Key Observations When Running

Running this on a typical Linux system, the output might look like:

=== Memory Map Analysis ===
Total regions  : 14
Executable     : 3

The 3 executable regions are typically: 1. The program's own .text section 2. libc.so.6's code section 3. The vDSO (virtual dynamic shared object)

The 14 total regions include: program text, program rodata, program data/bss, libc text, libc rodata, libc data, ld.so (dynamic linker) text/rodata/data, the stack, vvar, and vdso.


What Makes This Program Interesting

It reads its own memory map while running. When you see the entry for the program itself, that's the code you're currently executing reading information about itself from the kernel. The entry for [stack] shows the memory region that contains the current call stack — including the return addresses and local variables of _start, read_line, and the kernel's handler for /proc/self/maps reads.
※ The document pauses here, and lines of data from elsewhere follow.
PR #133, opened 2026-04-15
fix(slack): resolve false EXPIRED badge and add multi-browser token extraction

acmacalister:
## Summary

- **Fix EXPIRED badge**: The Slack Token Setup page showed "EXPIRED" even when the token was connected and working. The badge now uses the actual `auth.test` result instead of a stale age-based heuristic.
- **Multi-browser extraction**: Auto-extraction now supports **Chrome, Brave, and the Slack desktop app** (all Chromium/Electron-based with the same LevelDB + encrypted SQLite cookie format). Introduces a `browserSource` abstraction so adding more browsers is a one-liner.
- **Slack desktop app support**: Reads tokens directly from `~/Library/Application Support/Slack/` using "Slack Safe Storage" Keychain entry — no browser needed at all.

## Test plan

- [x] `go test ./integrations/slack/` passes (new tests for `browserSources`, `listWorkspacesWithTokensFromBrowser`)
- [x] `go test ./...` passes
- [x] `go vet ./...` clean
- [x] `go build ./...` clean
- [ ] Manual: verify web UI shows "Healthy" badge when token is connected
- [ ] Manual: verify "Extract All Workspaces" pulls from Slack app when Chrome is not installed

🐰 Generated with Crush

### DIFF
--- a/integrations/slack/extract.go
+++ b/integrations/slack/extract.go
@@ -94,7 +94,7 @@ func ExtractAllFromBrowsersForWeb() (int, error) {
 	}
 
 	type extractedWorkspace struct {
-		chromeWorkspace
+		browserWorkspace
 		cookie string
 		source string
 	}
@@ -131,9 +131,9 @@ func ExtractAllFromBrowsersForWeb() (int, error) {
 				}
 				seen[ws.TeamID] = true
 				result = append(result, extractedWorkspace{
-					chromeWorkspace: ws,
-					cookie:          cookie,
-					source:          strings.ToLower(src.name),
+					browserWorkspace: ws,
+					cookie:           cookie,
+					source:           strings.ToLower(src.name),
 				})
 			}
 		}
--- a/integrations/slack/extract.go
+++ b/integrations/slack/extract.go
@@ -6,6 +6,7 @@ import (
 	"os"
 	"path/filepath"
 	"runtime"
+	"strings"
 	"time"
 )
 
@@ -37,27 +38,33 @@ type TokenInfo struct {
 	Status         string    `json:"status"`
 }
 
-// ListWorkspacesFromChrome returns all Slack workspaces found in Chrome's localStorage.
+// ListWorkspacesFromBrowsers returns all Slack workspaces found in any supported
+// browser's localStorage (Chrome, Brave, Slack desktop app).
 // Exported for use by the web UI to let the user pick which workspace to extract.
-func ListWorkspacesFromChrome() ([]WorkspaceInfo, error) {
+func ListWorkspacesFromBrowsers() ([]WorkspaceInfo, error) {
 	if runtime.GOOS != "darwin" {
-		return nil, fmt.Errorf("chrome extraction is only available on macOS")
+		return nil, fmt.Errorf("browser extraction is only available on macOS")
 	}
-	return listWorkspacesFromChrome()
+	return listWorkspacesFromAllBrowsers()
 }
 
-// ExtractFromChromeForWeb triggers Chrome extraction and returns the result.
-// If teamID is non-empty, only the token for that workspace is extracted.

It uses only system calls. No printf, no fgets, no strlen from libc. The entire program — file I/O, string printing, integer conversion — is implemented using raw system calls.

File I/O in assembly. The read_line function demonstrates buffered file reading: sys_read returns up to N bytes; we scan for newlines within the buffer and compact when the line spans a buffer boundary.

The rep movsb instruction in the compaction code is the x86-64 string move instruction. It copies RCX bytes from [RSI] to [RDI], advancing both pointers. This is the assembly-level memmove for small copies.


Extending the Program

Some extensions worth implementing as exercises:

  1. Parse and print the address ranges: Extract the hexadecimal start and end addresses from each line and print them formatted.

  2. Calculate total mapped size: Sum the sizes of all regions (end - start for each line).

  3. Find and print the stack range: When the pathname field contains [stack], print the start and end address as "Stack: 0x... - 0x...".

  4. Count private vs shared mappings: The 4th permission character is p (private/CoW) or s (shared). Count how many regions of each type exist.

These extensions require parsing ASCII hex strings in assembly — a practical skill covered in Chapter 14 (string processing).